António Ennes no seu livro "A Guerra de África em 1895" esclarece-nos: "Os oficiais e soldados de Caçadores tinham ido de Lisboa com os kepis, providos de capas brancas e tapa-nucas, e desejou-se fornecer-lhes chapéus de feltro de abas largas, semelhantes aos que tanto se haviam recomendado à expedição de 1891; mas não houve meio de os obter de pronto. Todos os chapéus, desse tipo, que havia na cidade, só chegaram para a artilharia, que os usava com as fitas brancas, azuis e encarnadas, que denotavam terem eles sido destinados para boers e não para portugueses."

Nota:
O pequeno texto acima publicado explica em parte o motivo da distribuição dos chapéus, mas o facto é que tanto os Caçadores como a Infantaria utilizavam barretina com capa e cobre-nuca ou como em alternativa o barrete de policia.

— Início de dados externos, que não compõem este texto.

PR #227, opened 2026-03-27
arkscript: add semantic policy foundation for tapscript composition

Roasbeef:
## Summary

Introduce the `lib/arkscript` package — a typed AST for tapscript policy
composition that replaces the raw-script-bytes model in `lib/scripts`.

This is the **foundation layer** for the policy-first architecture. It provides
the core types and compilation pipeline without migrating any existing consumers.
Subsequent PRs will propagate `lib/arkscript` through the VTXO, wallet, DB, and
daemon layers.

### What changed and why

The old model stored VTXO outputs as derived artifacts from a fixed tuple
`(ownerKey, operatorKey, exitDelay)`. Every layer independently reconstructed
the taproot tree, creating drift risk and making non-standard scripts (like
6-leaf vHTLCs) impossible without ad-hoc escape hatches.

The new model stores the **semantic policy** as the source of truth:

```
PolicyTemplate { Leaves: []LeafTemplate }
    ↓  .Compile()
CompiledPolicy { InternalKey, Leaves, RootHash, MerkleProofs }
    ↓  .OutputKey()
pkScript (derived, never stored as primary)
```

### Package structure (commit-by-commit)

1. **AST node types and validation** — `Node` interface (sealed), three leaf
   types (`Multisig`, `CSV`, `Condition`), NUMS internal key, validation
   routines
2. **Taproot tree assembly and policy templates** — `CompiledPolicy`,
   `SpendInfo`, `PolicyLeaf` with `LeafRole` classification, `PolicyTemplate`
   with binary encode/decode, golden vector tests
3. **Spend path and composition** — `SpendPath` (wraps `SpendInfo` with
   condition witnesses), `ComposeWithSiblingRoot` for combining Ark policies
   with external roots (e.g. Taproot Assets)
4. **Standard VTXO policy** — `VTXOPolicy` (owner + operator + CSV),
   `DeriveSequence`/`DeriveLockTime` for tx-context derivation with
   property-based tests
5. **VHTLC and settlement** — `VHTLCPolicy` (6-leaf hash-time-locked
   contracts), settlement pair resolution for unilateral exit paths
6. **PSBT helpers and checkpoints** — Policy-aware PSBT encoding/decoding,
   witness construction, OOR checkpoint builder
7. **Reviewer guide** — Comprehensive documentation covering motivation, type
   system, security model, and concrete vHTLC walkthrough

### The Node AST

Three node types, sealed interface (only `lib/arkscript` types can implement):

| Type | Script encoding | Purpose |
|------|----------------|---------|
| `Multisig{Keys}` | `<k0> CHECKSIGVERIFY ... <kN-1> CHECKSIG` | N-of-N signature check |
| `CSV{Lock, Inner}` | `<inner> <lock> OP_CSV OP_DROP` | Relative timelock gate |
| `Condition{Predicate, Inner}` | `<predicate> <inner>` | Opaque script prefix (hashlock, CLTV, etc.) |

### Security invariants

- **Sealed interface** — Only the three types above can implement `Node`.
  External packages cannot introduce unexpected script shapes.
- **NUMS internal key** — All policies use a nothing-up-my-sleeve internal
  key (no key-path spend possible).
- **Canonical ordering** — Leaves are sorted lexicographically by script bytes
  for deterministic tree construction.
- **Operator validation** — `ValidateArkPolicy` walks the AST to enforce that
  every policy has a collab leaf (operator cosigns) and a CSV-gated exit leaf.

### Key design decisions

- **Predicate is opaque bytes, not a typed enum.** This lets us support future
  predicate types (timelocks, hashlocks, DLCs) without changing the AST.
  The cost is that predicate parsing (e.g. `ExtractAbsoluteLockTime`) must
  use the script tokenizer.
- **LeafRole on PolicyLeaf.** Leaves carry a `collab`/`exit` role tag for
  settlement pair matching. Role is assigned at construction time by the
  policy builder (VTXO, VHTLC), not derived from script analysis.
- **Template lives alongside CompiledPolicy.** Both `VTXOPolicy` and
  `VHTLCPolicy` carry a `Template *PolicyTemplate` so callers can access
  semantic operations (settlement pairs, validation) without recompilation.

## Test plan

- [x] All existing golden vector tests pass
- [x] Node compilation tests (Multisig, CSV, Condition combinations)
- [x] Tree construction and canonical ordering tests
- [x] Policy template encode/decode round-trip tests
- [x] VHTLC 6-leaf construction, role counts, named accessors
- [x] Settlement pair derivation for VTXO and VHTLC policies
- [x] Compose with sibling root (Taproot Assets integration path)
- [x] PSBT encoding/decoding tests
- [x] `DeriveSequence`/`DeriveLockTime` property-based tests with rapid
- [x] Validation tests (missing collab, missing exit, etc.)

See `docs/policy_arkscript_review_guide.md` for a detailed walkthrough of
the type system and security model.


lib/arkscript/node_test.go
```diff
@@ -0,0 +1,310 @@
...
+	require.NoError(t, err)
+
+	// Disassemble and verify structure.
+	dis, err := txscript.DisasmString(script)
+	require.NoError(t, err)
+	t.Logf("Multisig (checksig) script: %s", dis)
+
+	// Should be: <k1> CHECKSIGVERIFY <k2> CHECKSIG
+	// Script length: (1 + 32) + 1 + (1 + 32) + 1 = 68 bytes
+	require.Len(t, script, 68)
```
bhandras: I think we could actually assemble the script manually and check equality that way.

lib/arkscript/node_test.go
```diff
@@ -0,0 +1,310 @@
...
+	}
+	script, err := node.Script()
+	require.NoError(t, err)
+
+	dis, err := txscript.DisasmString(script)
+	require.NoError(t, err)
+	t.Logf("CSV script: %s", dis)
+
+	// Should be: <key> CHECKSIG <delay> CSV DROP
+	require.Contains(t, dis, "OP_CHECKSIG")
```
bhandras: Same here, instead of containment check let's assemble the expected script and check equality.

lib/arkscript/node_test.go
```diff
@@ -0,0 +1,310 @@
...
+	locktime := uint32(500000)
+
+	script, err := AbsoluteLockTimeCondition(locktime)
+	require.NoError(t, err)
+
+	dis, err := txscript.DisasmString(script)
+	require.NoError(t, err)
+	t.Logf("absolute locktime condition: %s", dis)
+
+	require.Contains(t, dis, "OP_CHECKLOCKTIMEVERIFY")
```
bhandras: Same comment as above.

lib/arkscript/node_test.go
```diff
@@ -0,0 +1,310 @@
...
+	}
+	script, err := node.Script()
+	require.NoError(t, err)
+
+	dis, err := txscript.DisasmString(script)
+	require.NoError(t, err)
+	t.Logf("Condition script: %s", dis)
+
+	// Should be: HASH160 <hash> EQUALVERIFY <key> CHECKSIG
+	require.Contains(t, dis, "OP_HASH160")
```
bhandras: Same. Actually note for codex/claude: pls fix all tests that check node scripts against real assembled expectations, and avoid using heuristics such as "Contains" which don't really test expectations fully.

lib/arkscript/nums.go
```diff
@@ -0,0 +1,41 @@
...
+	// ARKNUMSKey is a NUMS key (nothing up my sleeves number) that has
+	// no known private key. This was generated using the following script:
+	// https://github.com/lightninglabs/lightning-node-connect/tree/
+	// master/mailbox/numsgen, with the seed phrase "Ark Protocol NUMS".
+	ARKNUMSKey = mustParsePubKey(ARKNUMSHex)
+)
+
+// mustParsePubKey parses a hex encoded public key string into a public key
+// and panics if parsing fails.
+func mustParsePubKey(pubStr string) btcec.PublicKey {
```
bhandras, line 29: Let's also add `scripts/nums_test.go` here.

lib/arkscript/validate.go
```diff
@@ -0,0 +1,154 @@
...
+}
+
+// ValidatePolicy checks that a set of AST nodes satisfies the minimum Ark
+// policy invariants inferred from the signer structure:
+//
+//  1. At least one operator-containing leaf.
+//  2. At least one non-operator leaf.
+//  3. Every non-operator leaf is CSV-gated.
+//  4. Smallest inferred exit delay >= MinExitDelay.
+func ValidatePolicy(nodes []Node, opts PolicyValidationOpts) error {
```
bhandras, line 30: I think this is a great start, but perhaps we could be more strict about policy validation? Containing a leaf doesn't necessarily mean that it satisfies vtxo requirements.

lib/arkscript/validate_test.go
```diff
@@ -0,0 +1,276 @@
...
+import (
+	"testing"
+
+	"github.com/btcsuite/btcd/btcec/v2"
+	"github.com/lightninglabs/darepo-client/internal/testutils"
+	"github.com/lightningnetwork/lnd/lntypes"
+	"github.com/stretchr/testify/require"
+)
+
+func TestContainsKey(t *testing.T) {
```
bhandras, line 13: nit: let's add godocs to these tests.

lib/arkscript/golden_test.go
```diff
@@ -0,0 +1,388 @@
...
+	ExitDelay        uint32
+
+	// Expected outputs (hex encoded).
+	OutputKeyHex      string
+	CollabScriptHex   string
+	TimeoutScriptHex  string
+	CollabControlHex  string
+	TimeoutControlHex string
+	RootHashHex       string
+	InternalKeyHex    string
```
bhandras, line 32: Instead we could check against the nums key in the tests.

lib/arkscript/golden_test.go
```diff
@@ -0,0 +1,388 @@
...
+			"4335306b07c3c169438461b5d4749884ec65" +
+			"768dc7e0689a1fa760492e409e1a71d25122" +
+			"742802d845c745eb466536e5a379",
+		TimeoutControlHex: "c1372f225b3caee8213096de3229e" +
+			"e4335306b07c3c169438461b5d4749884ec" +
+			"65c9bcb65c1015db6b44e5c2977606cf7a5" +
+			"d8f13d226531c6d01133d0810bed17b",
+		RootHashHex: "9556f4e03cfb047183ca430d888510c8" +
+			"1f85d2900f27e6edfbfbe3d257a18449",
+		InternalKeyHex: "02372f225b3caee8213096de3229ee43" +
```
bhandras, line 65: So these are all nums, let's just reuse that.

lib/arkscript/golden_test.go
```diff
@@ -0,0 +1,336 @@
...
+		)
+		collabControlBytes, err := collabControl.ToBytes()
+		require.NoError(t, err)
+
+		timeoutProof := tree.LeafMerkleProofs[1]
+		timeoutControl := timeoutProof.ToControlBlock(
+			tapscript.ControlBlock.InternalKey,
+		)
+		timeoutControlBytes, err := timeoutControl.ToBytes()
+		require.NoError(t, err)
```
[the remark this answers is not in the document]
bhandras: Seems legit.

lib/arkscript/tree_test.go
```diff
@@ -0,0 +1,401 @@
...
+	require.Len(t, policy.merkleProofs[0], 0)
+
+	// Root hash should be the leaf hash.
+	expectedHash := leaves[0].Leaf.TapHash()
+	require.Equal(t, expectedHash[:], policy.RootHash)
+}
+
+// TestBuildTreeTwoLeaves tests tree construction with two leaves and verifies
+// it matches btcd's AssembleTaprootScriptTree.
+func TestBuildTreeTwoLeaves(t *testing.T) {
```
bhandras, line 115: Nice!

lib/arkscript/vhtlc.go
```diff
@@ -0,0 +1,429 @@
...
+// VHTLCPolicy represents a compiled vHTLC taproot policy.
+type VHTLCPolicy struct {
+	// Template is the semantic policy template for this vHTLC.
+	Template *PolicyTemplate
+
+	*CompiledPolicy
+
+	// Individual closures for easy access.
+	ClaimClosure                           Node
+	RefundClosure                          Node
```
bhandras, line 62: Can we add godocs pls.

lib/arkscript/checkpoint.go
```diff
@@ -0,0 +1,94 @@
...
+	"github.com/lightningnetwork/lnd/input"
+)
+
+// CheckpointPolicy defines the parameters for constructing an OOR checkpoint
+// taproot tree.
+//
+// This is intentionally interface-first and minimal: it provides enough
+// information to deterministically derive a checkpoint output pkScript, while
+// allowing the underlying closure system to evolve later.
+type CheckpointPolicy struct {
```
bhandras, line 18: nit: Checkpoint policy could be lifted out to its own commit.

bhandras (commented):
Solid! There are a few finds by codex we need to address, but overall looks super nice!

lib/arkscript/settlement.go
```diff
@@ -0,0 +1,351 @@
...
+				matchIndex = forfeit.index
+				break
+			}
+		}
+
+		if matchIndex < 0 {
+			continue
+		}
+
+		authPath, err := spendPathForLeaf(
```
bhandras, line 157: codex: I think there’s a canonical-vs-template index bug here.

`PolicyTemplate.Compile()` sorts leaves before building the `CompiledPolicy`, but `SettlementPairsForParticipant()` records candidate indices while iterating `p.Leaves` in template order and then reuses those indices against `compiled` in `spendPathForLeaf(...)`.

I was able to reproduce a custom 4-leaf policy where, once template order differs from canonical script order, the returned `AuthLeafIndex` / `ForfeitLeafIndex` no longer line up with the derived witness scripts and control blocks.

Since `CompiledPolicy.SpendInfo()` is indexed in canonical order, I think this needs a semantic->canonical index mapping before deriving the spend paths and returning the leaf indices.

A nice regression test shape here might be:
- build two auth/forfeit settlement pairs whose scripts sort into a different order than the original `PolicyTemplate.Leaves`
- call `SettlementPairsForParticipant()`
- assert that each returned index points at the same witness script/control block that comes back from the paired `AuthPath` / `ForfeitPath`

That would catch exactly this template-order vs canonical-order mismatch.

lib/arkscript/vtxo.go
```diff
@@ -0,0 +1,213 @@
...
+		return nil, fmt.Errorf("vtxo: collab leaf is not multisig")
+	}
+
+	exitNode, ok := template.Leaves[1].Node.(*CSV)
+	if !ok {
+		return nil, fmt.Errorf("vtxo: exit leaf is not csv")
+	}
+
+	// Build the tree using the NUMS key as internal key.
+	policy, err := template.Compile()
```
bhandras, line 66: codex: I think there’s a role-classification hole here for standard VTXOs.

`PolicyTemplate.Compile()` builds `PolicyLeaf{Leaf: ...}` without setting `Role`, so the zero value (`LeafRoleCollab`) gets assigned to every compiled leaf. `NewVTXOPolicy()` then uses `template.Compile()` directly, which means the exit leaf is currently misclassified as `collab` as well.

I verified that with a quick repro on this branch: `NewVTXOPolicy(...).Leaves[0].Role == collab`, but `Leaves[1].Role == collab` too.

My instinct would be either:
- populate the roles explicitly in `NewVTXOPolicy()` after canonical script matching, or
- introduce an `unknown` / unset state so we don’t silently classify everything as `collab`.

lib/arkscript/spend_path.go
```diff
@@ -0,0 +1,226 @@
...
+	if err != nil {
+		return nil, err
+	}
+
+	controlBlock, err := readVarBytes(r, "spend path control block")
+	if err != nil {
+		return nil, err
+	}
+
+	requiredSequence, err := wire.ReadVarInt(r, 0)
```
bhandras, line 159: codex: I think the decode path needs an upper-bound check before narrowing this varint back to `uint32`.

Right now malformed encodings can silently wrap values instead of being rejected. I was able to feed `DecodeSpendPath()` a payload with `requiredSequence = 2^32` and `requiredLockTime = 2^32 + 5`, and it decoded successfully as `seq=0` / `lock=5`. I hit the same behavior with `DecodeNode()` for a CSV lock as well.

Since these encodings can come back from persisted artifacts later in the stack, I think it’d be safer to mirror the explicit bounds check that `parseAbsoluteLockTimePredicate()` already does and reject anything above `math.MaxUint32`.

lib/arkscript/validate.go
```diff
@@ -0,0 +1,154 @@
...
+
+	if opts.MinExitDelay > 0 && smallestCSVLock < opts.MinExitDelay {
+		return fmt.Errorf("exit delay %d is below minimum %d",
+			smallestCSVLock, opts.MinExitDelay)
+	}
+
+	return nil
+}
+
+// ContainsKey returns true if the AST contains a multisig node that
```
bhandras: codex: Small helper-semantics nit here: the comment says this checks whether the AST contains a multisig node that references the key, but the implementation is a recursive walk over typed AST nodes, not a raw script-level search.

That’s actually nicer than I originally thought, but I still think the wording could be a touch more explicit that this only looks through `Multisig`, `CSV`, and `Condition` structure and intentionally ignores opaque predicate bytes.

A tiny doc tweak here would make it easier for future readers to understand what “contains key” really means in this package.

lib/arkscript/standard_vtxo.go
```diff
@@ -0,0 +1,205 @@
...
+
+	if operatorKey == nil {
+		return nil, fmt.Errorf("collab leaf missing operator key")
+	}
+
+	if !containsKeyBytes(collab, schnorr.SerializePubKey(ownerKey)) {
+		return nil, fmt.Errorf("collab leaf missing owner key")
+	}
+
+	return &StandardVTXOParams{
```
bhandras, line 188: codex: I think `DecodeStandardVTXOParams()` should probably reject `exit.Lock == 0` as well.

`StandardVTXOTemplate()` explicitly enforces a non-zero exit delay, but the decoder currently accepts a 2-leaf `{collab, CSV(0, owner)}` template as a valid “standard” VTXO and `IsStandardVTXOTemplate()` returns true for it.

I verified that with a small repro on this branch. That makes the semantic builder/decoder pair disagree on what the standard policy shape actually is. If the intent is that “standard” means the shape produced by `StandardVTXOTemplate()`, I think the decode path should enforce the same non-zero delay invariant too.

lib/arkscript/compose.go
```diff
@@ -0,0 +1,140 @@
...
+import (
+	"bytes"
+	"fmt"
+
+	"github.com/btcsuite/btcd/btcec/v2"
+	"github.com/btcsuite/btcd/chaincfg/chainhash"
+	"github.com/btcsuite/btcd/txscript"
+)
+
+// ComposedPolicy represents a policy that combines an Ark policy root with
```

A Artilharia e a Cavalaria (praças e sargentos) não possuíam barretina, mas somente, barrete de policia e capacete, neste sentido ao desembarcarem em África não podiam "entrar campanha", porque não tinham a cabeça e a nuca devidamente protegida do sol, dai a distribuição dos chapéus ter sido feita prioritariamente à Artilharia e Cavalaria.

CHAPÉUS

Confeccionados em feltro, passando por todos os tons de castanho e dos modelos mais diversos, com abas largas e redondas, tendo um ventilador de cada lado da copa. A fita, o debrum e o francalete em carneira. Eram utilizados conforme o gosto do seu possuidor, isto é com as abas direitas, abatidas, levantadas de uma lado ou do outro, na frente, etc., conforme as fig. 11, 12 e 13. Por vezes colocavam o Laço Nacional azul e branco e os emblemas da respectiva Arma.

 
Figura 11

Figura 12
Figura 13
Parece que as tropas que embarcaram em 1895 já levavam "um chapéu de aba larga de cor cinzenta" (Jorge Freitas in: Jornal do Exército n.º 423 de Março de 1995) e que possivelmente seria parecido com o modelo da fig. 14.